The pavilion emphasises the relationship between natural and artificial from the
formal point of view too, by juxtaposing and overlapping opaque and clear
materials, greenery and technology, areas open to the outside and others which
are closed off.
In this "assemblage" we find the particular vocabulary of MVRDV, which
developed building types based on the juxtaposition and combination of different
elements in the '90s and has continued to apply them since. But in Hanover it is
the landscape architecture that truly stands out, with its particular function of
forging the environment.
The pavilion structure is in fact characterised by six different overlapping
concepts of landscape.
From the ground floor, a "dune landscape" takes us to a "greenhouse
landscape", a space in which nature, and above all agricultural produce, reveal
their strong link with life even in today's high tech world.
In the "pot landscape", large vases contain the roots of trees on the upper level,
while screens and digital images express messages in light and colour. "Rain
landscape" is dedicated to water, which becomes a screen and a support for
audiovisual messages; large tree trunks populate the "forest landscape", while at
the top of the building a "polder landscape" contains large wind vanes and a big
green area

WoZoCo Apartments
WoZoCo's bizarre, truly surprising profile is in actual fact a result of one of the
first hurdles encountered in the project: Cornelis Van Eesteren's urban
development plan - dating back to the late '20s - set a limit of 87 apartments per
block to ensure that each one of them would be adequately lit. But the client had
requested 100 units. Where to put the remaining 13' It was clear that building
two blocks would have occupied more land, taking it away from the greenery -
exactly the attitude the complex was intended to combat.
This is what inspired the idea that made WoZoCo's one of the most original
apartment buildings in contemporary architecture: the thirteen "extra" units
were literally hung off the northern façade of the main building, like big jutting
parallelepipeds, doing away with the need to occupy any additional land.
The resulting design is ingenious, plastic, brightly coloured.
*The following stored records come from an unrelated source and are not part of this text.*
PR #259, opened 2023-04-03
XRENDERING-712: annotated xhtml Inline macro following inline parameters can be lost when rendered in xwiki syntax

manuelleduc:
Jira: https://jira.xwiki.org/browse/XRENDERING-712
Initially raised issue: https://jira.xwiki.org/browse/XWIKI-20805


tmortagne:
I would have expected to see a new unit test in xwiki-rendering-syntax-xhtml itself.

michitux:
Are you sure that in a non-generated content block there is no chance there will be generated content inside?

xwiki-rendering-syntaxes/xwiki-rendering-syntax-xhtml/src/main/java/org/xwiki/rendering/internal/parser/xhtml/wikimodel/XWikiCommentHandler.java
```diff
@@ -112,18 +113,12 @@ public void onComment(String content, TagStack stack)
 
     private void handleMacroCommentStart(String content, TagStack stack)
     {
-        boolean shouldIgnoreAll;
 
-        // true if we are already in a non generated content block
-        boolean inNonGeneratedContent = stack.getStackParameter(NON_GENERATED_CONTENT_STACK) != null
-            && (Boolean) stack.getStackParameter(NON_GENERATED_CONTENT_STACK);
+        boolean inNonGeneratedContent = isInNonGeneratedContent(stack);
```
surli, line 117: Looks like this is only used for `shouldIgnoreAll`, so why not instead create a method to compute `shouldIgnoreAll` value?

manuelleduc: Why not. But the first question to answer is, how to accurately compute `inNonGeneratedContent`?

xwiki-rendering-syntaxes/xwiki-rendering-syntax-xhtml/src/main/java/org/xwiki/rendering/internal/parser/xhtml/wikimodel/XWikiCommentHandler.java
```diff
@@ -302,4 +293,25 @@ private String computeAltAttributeValue(ResourceReference reference)
...
+                        // Stops at the first value which is associated with a macro.
+                        if (value.isMetaDataElement) {
+                            return value.nonGeneratedContent;
+                        }
+                    }
+                    return false;
+                }).orElse(false);
+
+        // If we are in a macro but not in a non generated content, we should ignore all
+        return stack.getStackParameter(MACRO_INFO) != null && !inNonGeneratedContent;
```
michitux, line 315: Doesn't every div push a new stack and thus "remove" the `MACRO_INFO` stack parameter?

xwiki-rendering-syntaxes/xwiki-rendering-syntax-xhtml/src/main/java/org/xwiki/rendering/internal/parser/xhtml/wikimodel/XWikiCommentHandler.java
```diff
@@ -302,4 +293,25 @@ private String computeAltAttributeValue(ResourceReference reference)
...
+    private boolean shouldIgnoreAll(TagStack stack)
+    {
+        Optional<Iterator<Object>> stackParameterIterator =
+            Optional.ofNullable(stack.getStackParameterIterator(NON_GENERATED_CONTENT_STACK));
+        boolean inNonGeneratedContent =
+            stackParameterIterator
+                .map(iterator -> {
+                    while (iterator.hasNext()) {
+                        NonGeneratedContentStackValue value = (NonGeneratedContentStackValue) iterator.next();
+                        // Stops at the first value which is associated with a macro.
```
michitux, line 306: Why is a metadata element associated with a macro? Couldn't this also be independent of a macro?

michitux (commented):
I'm not convinced that this solution is correct (see my comments) but I haven't checked the tests.

xwiki-rendering-syntaxes/xwiki-rendering-syntax-xhtml/src/main/java/org/xwiki/rendering/internal/parser/xhtml/wikimodel/XWikiCommentHandler.java
manuelleduc: Does it?

michitux: See https://github.com/xwiki/xwiki-rendering/blob/045ae68924e6bc80fb2ccea17f64349817244c06/xwiki-rendering-wikimodel/src/main/java/org/xwiki/rendering/wikimodel/impl/WikiScannerContext.java#L149 and https://github.com/xwiki/xwiki-rendering/blob/045ae68924e6bc80fb2ccea17f64349817244c06/xwiki-rendering-wikimodel/src/main/java/org/xwiki/rendering/wikimodel/impl/WikiScannerContext.java#L704

manuelleduc: Thanks. So I need to find a way to visit the stack of macro calls, and not the internal state of a single macro.

xwiki-rendering-syntaxes/xwiki-rendering-syntax-xhtml/src/main/java/org/xwiki/rendering/internal/parser/xhtml/wikimodel/XWikiCommentHandler.java
manuelleduc: Indeed, I just noticed that this can also be used for macro parameters.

It might remind one
of a Mondrian painting in which the geometry of the coloured planes abandons
the two dimensions to take on volume, or a chessboard with raised squares, all
at different offset heights. The jutting girders are fit and connected with the main
block inside the walls of these "extruded" volumes, which were built 8 cm thicker
than originally planned for acoustic reasons. This lightens the load-bearing
structure.
While it is the jutting boxes that add movement to the compositional scene, the
building also has a series of windows and balconies, all differing in size, shape,
colour and materials. The balconies in particular repeat the jutting theme,
extending out in depth rather than in width, with an irregular course of variable
extension. The heterogeneity of these signs composes an overall picture which is
balanced, despite the apparent instability of the suspended parallelepipeds, of
great visual impact and strong urban and architectural character.
WoZoCo's defeats the monolithic, flat, compact architecture of the grey housing
blocks of the '60s and replaces it with a form of urban quality made up of
movement, light, colour, plasticity, variety and variability.